* _What is expected_
Transcribe only the lines of the listing below from the one holding "How can I get" through the one holding "so $savedPost can be used earlier.", inclusive, without any change.

━━ Given data ━━

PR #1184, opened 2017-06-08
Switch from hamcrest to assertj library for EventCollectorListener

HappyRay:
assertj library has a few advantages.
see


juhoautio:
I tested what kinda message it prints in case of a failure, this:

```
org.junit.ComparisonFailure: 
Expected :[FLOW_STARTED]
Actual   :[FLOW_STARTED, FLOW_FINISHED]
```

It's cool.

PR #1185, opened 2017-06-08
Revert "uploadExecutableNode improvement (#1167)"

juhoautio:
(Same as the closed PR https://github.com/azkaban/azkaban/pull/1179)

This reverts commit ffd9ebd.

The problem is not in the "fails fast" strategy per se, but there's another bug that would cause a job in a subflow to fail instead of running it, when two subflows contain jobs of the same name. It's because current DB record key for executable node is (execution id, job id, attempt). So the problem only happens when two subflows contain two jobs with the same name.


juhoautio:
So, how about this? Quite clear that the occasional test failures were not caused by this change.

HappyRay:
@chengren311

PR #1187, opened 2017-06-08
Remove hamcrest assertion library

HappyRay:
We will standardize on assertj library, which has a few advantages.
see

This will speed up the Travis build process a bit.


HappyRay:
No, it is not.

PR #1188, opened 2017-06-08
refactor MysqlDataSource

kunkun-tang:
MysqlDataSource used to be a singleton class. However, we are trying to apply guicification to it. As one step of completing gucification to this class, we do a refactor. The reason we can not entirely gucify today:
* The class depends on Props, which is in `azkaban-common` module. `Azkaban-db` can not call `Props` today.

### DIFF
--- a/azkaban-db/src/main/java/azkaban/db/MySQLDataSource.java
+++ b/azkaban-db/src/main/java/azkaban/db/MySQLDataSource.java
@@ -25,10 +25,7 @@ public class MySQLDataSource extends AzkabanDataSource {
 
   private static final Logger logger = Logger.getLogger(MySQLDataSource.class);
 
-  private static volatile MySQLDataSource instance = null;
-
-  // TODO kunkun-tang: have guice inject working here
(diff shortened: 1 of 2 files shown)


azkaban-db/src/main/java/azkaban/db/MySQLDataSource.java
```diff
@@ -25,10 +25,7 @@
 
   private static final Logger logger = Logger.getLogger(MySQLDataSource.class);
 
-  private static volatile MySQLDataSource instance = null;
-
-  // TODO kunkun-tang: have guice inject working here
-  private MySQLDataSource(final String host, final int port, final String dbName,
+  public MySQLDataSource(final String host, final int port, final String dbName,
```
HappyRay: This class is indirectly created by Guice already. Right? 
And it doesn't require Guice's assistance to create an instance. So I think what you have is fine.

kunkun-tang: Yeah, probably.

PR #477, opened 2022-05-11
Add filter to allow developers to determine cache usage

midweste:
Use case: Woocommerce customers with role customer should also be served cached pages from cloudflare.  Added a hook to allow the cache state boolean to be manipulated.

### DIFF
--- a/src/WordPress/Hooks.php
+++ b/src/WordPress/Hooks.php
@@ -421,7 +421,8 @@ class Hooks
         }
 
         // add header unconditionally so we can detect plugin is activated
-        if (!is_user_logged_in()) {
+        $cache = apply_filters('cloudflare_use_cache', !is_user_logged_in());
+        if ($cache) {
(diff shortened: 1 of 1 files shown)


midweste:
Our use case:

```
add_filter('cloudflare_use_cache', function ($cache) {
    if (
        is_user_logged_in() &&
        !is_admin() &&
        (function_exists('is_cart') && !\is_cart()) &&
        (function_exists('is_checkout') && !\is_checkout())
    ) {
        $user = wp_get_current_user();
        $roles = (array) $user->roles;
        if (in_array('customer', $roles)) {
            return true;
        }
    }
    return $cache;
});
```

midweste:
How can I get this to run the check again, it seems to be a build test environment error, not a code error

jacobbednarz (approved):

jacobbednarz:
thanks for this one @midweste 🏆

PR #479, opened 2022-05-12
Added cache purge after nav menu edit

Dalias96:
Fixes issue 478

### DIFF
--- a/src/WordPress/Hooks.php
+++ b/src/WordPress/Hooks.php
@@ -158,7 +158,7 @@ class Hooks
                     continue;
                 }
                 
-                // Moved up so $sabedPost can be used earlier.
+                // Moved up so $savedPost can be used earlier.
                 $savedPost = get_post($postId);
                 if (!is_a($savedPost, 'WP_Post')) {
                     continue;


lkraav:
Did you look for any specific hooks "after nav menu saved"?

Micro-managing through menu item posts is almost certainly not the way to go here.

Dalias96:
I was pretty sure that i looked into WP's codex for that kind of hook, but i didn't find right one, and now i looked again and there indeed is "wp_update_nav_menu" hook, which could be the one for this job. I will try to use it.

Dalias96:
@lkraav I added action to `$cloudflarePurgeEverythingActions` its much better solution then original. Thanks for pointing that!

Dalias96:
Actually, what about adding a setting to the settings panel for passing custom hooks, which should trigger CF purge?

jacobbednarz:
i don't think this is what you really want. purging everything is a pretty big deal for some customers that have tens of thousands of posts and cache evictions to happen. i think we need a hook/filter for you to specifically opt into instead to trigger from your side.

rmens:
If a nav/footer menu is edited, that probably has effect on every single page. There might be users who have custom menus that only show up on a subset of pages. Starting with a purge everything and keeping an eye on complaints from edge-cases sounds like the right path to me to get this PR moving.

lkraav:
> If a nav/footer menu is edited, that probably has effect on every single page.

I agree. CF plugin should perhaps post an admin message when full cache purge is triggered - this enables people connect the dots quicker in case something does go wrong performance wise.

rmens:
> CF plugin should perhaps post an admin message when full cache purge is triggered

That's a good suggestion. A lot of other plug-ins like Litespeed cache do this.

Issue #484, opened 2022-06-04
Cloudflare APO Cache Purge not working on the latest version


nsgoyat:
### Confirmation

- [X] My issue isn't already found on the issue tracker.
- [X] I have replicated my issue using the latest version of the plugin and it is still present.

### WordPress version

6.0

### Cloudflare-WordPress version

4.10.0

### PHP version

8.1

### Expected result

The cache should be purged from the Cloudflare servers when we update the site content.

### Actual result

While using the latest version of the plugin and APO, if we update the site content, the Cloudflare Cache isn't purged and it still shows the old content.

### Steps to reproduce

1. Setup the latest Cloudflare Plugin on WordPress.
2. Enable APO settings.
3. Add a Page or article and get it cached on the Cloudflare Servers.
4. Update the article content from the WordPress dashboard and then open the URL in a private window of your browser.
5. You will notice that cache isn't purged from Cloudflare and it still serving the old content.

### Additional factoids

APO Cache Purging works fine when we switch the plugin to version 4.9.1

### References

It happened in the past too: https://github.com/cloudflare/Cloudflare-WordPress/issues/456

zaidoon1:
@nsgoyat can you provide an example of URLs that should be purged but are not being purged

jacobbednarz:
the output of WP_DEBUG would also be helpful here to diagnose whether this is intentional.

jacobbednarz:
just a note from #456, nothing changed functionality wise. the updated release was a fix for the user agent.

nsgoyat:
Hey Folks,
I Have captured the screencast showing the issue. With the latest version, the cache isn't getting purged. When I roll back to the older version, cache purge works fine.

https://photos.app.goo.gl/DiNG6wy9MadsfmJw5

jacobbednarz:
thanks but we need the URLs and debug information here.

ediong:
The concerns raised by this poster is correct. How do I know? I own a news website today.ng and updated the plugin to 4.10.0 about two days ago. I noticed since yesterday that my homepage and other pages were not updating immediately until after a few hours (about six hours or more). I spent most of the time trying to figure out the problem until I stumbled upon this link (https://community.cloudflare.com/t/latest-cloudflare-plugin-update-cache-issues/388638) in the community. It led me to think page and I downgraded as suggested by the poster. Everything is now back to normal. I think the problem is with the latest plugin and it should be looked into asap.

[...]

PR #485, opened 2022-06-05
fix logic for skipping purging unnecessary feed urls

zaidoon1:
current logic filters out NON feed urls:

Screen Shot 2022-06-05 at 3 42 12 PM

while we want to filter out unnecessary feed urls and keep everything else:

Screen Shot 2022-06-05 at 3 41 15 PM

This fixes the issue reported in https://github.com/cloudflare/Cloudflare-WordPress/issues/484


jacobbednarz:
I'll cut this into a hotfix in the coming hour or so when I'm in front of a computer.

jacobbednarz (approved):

━━━
━━ Given data ━━

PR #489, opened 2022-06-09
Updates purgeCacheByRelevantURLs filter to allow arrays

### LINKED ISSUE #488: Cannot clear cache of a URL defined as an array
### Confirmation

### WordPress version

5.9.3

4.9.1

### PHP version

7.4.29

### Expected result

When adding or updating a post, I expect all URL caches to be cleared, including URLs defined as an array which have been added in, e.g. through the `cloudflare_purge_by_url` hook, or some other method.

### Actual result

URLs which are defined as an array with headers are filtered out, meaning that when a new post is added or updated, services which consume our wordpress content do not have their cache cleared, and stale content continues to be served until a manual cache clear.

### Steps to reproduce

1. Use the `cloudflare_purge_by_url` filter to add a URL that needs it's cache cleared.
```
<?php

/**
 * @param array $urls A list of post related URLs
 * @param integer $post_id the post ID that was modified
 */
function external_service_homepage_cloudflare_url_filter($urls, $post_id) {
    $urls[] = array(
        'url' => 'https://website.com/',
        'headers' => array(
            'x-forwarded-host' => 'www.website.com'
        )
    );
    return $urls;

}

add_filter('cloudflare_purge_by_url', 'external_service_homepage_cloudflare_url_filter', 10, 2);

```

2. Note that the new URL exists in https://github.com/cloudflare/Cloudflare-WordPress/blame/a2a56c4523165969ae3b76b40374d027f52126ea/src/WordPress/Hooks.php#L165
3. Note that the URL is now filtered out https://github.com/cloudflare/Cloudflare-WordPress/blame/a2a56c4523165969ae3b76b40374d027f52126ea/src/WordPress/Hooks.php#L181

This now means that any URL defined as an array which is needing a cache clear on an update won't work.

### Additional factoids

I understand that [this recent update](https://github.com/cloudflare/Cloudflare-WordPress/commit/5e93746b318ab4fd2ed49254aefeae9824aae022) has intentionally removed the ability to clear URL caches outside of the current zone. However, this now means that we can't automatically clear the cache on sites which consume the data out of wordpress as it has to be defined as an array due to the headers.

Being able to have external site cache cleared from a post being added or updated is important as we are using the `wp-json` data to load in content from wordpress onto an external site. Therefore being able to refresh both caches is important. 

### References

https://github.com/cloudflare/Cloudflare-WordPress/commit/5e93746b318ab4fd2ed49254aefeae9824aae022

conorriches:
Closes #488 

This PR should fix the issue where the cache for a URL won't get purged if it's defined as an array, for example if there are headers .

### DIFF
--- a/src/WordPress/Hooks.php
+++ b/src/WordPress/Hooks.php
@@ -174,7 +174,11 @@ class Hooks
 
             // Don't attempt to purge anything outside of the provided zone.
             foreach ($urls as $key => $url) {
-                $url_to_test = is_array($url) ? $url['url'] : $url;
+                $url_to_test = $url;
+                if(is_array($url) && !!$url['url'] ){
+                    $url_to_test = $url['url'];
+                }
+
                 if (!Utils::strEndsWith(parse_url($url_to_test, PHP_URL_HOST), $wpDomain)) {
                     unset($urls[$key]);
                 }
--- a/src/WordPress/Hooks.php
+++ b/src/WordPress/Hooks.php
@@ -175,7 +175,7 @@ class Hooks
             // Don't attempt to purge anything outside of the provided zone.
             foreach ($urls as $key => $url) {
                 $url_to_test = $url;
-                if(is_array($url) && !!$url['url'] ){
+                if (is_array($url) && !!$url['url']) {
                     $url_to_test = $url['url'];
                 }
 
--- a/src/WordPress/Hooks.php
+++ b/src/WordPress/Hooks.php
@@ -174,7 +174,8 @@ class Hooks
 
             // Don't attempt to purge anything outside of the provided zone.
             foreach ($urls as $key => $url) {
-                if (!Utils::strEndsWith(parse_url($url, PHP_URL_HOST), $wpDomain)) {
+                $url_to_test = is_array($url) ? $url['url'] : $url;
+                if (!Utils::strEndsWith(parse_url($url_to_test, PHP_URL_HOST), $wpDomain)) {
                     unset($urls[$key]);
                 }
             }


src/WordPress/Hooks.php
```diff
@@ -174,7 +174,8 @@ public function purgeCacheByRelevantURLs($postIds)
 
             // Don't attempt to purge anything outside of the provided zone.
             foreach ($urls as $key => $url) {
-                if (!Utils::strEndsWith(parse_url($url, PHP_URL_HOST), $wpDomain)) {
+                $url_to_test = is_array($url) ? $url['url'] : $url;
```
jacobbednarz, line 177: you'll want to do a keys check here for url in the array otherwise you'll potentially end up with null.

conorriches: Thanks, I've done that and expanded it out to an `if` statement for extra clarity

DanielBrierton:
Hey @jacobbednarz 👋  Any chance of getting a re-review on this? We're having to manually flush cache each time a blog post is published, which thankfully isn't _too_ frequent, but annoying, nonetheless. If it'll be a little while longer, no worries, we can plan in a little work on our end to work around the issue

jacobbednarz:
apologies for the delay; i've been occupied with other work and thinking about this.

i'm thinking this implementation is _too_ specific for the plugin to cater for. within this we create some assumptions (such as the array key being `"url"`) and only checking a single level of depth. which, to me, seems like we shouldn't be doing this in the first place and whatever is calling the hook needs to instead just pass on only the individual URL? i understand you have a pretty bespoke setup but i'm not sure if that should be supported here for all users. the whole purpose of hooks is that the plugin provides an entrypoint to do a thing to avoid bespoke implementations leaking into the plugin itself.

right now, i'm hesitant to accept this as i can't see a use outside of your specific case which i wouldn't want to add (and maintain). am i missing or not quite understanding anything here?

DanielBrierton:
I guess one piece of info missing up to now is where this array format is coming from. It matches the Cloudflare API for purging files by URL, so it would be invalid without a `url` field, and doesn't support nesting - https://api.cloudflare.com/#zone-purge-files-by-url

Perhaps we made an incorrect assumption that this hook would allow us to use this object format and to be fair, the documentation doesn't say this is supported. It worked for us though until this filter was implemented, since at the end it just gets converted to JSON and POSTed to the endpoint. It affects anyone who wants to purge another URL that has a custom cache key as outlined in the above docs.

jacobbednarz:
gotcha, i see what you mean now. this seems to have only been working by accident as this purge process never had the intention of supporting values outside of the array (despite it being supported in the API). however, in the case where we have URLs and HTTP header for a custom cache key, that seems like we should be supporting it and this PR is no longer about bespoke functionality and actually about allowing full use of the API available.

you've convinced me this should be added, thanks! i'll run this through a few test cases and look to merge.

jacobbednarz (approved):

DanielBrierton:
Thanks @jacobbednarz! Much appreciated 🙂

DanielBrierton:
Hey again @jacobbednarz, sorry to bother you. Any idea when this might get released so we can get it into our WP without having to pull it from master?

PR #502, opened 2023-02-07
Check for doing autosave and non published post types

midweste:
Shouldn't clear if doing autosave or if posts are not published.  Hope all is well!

━━━

* _Result of this task_
How can I get this to run the check again, it seems to be a build test environment error, not a code error

jacobbednarz (approved):

jacobbednarz:
thanks for this one @midweste 🏆

PR #479, opened 2022-05-12
Added cache purge after nav menu edit

Dalias96:
Fixes issue 478

### DIFF
--- a/src/WordPress/Hooks.php
+++ b/src/WordPress/Hooks.php
@@ -158,7 +158,7 @@ class Hooks
                     continue;
                 }
                 
-                // Moved up so $sabedPost can be used earlier.
+                // Moved up so $savedPost can be used earlier.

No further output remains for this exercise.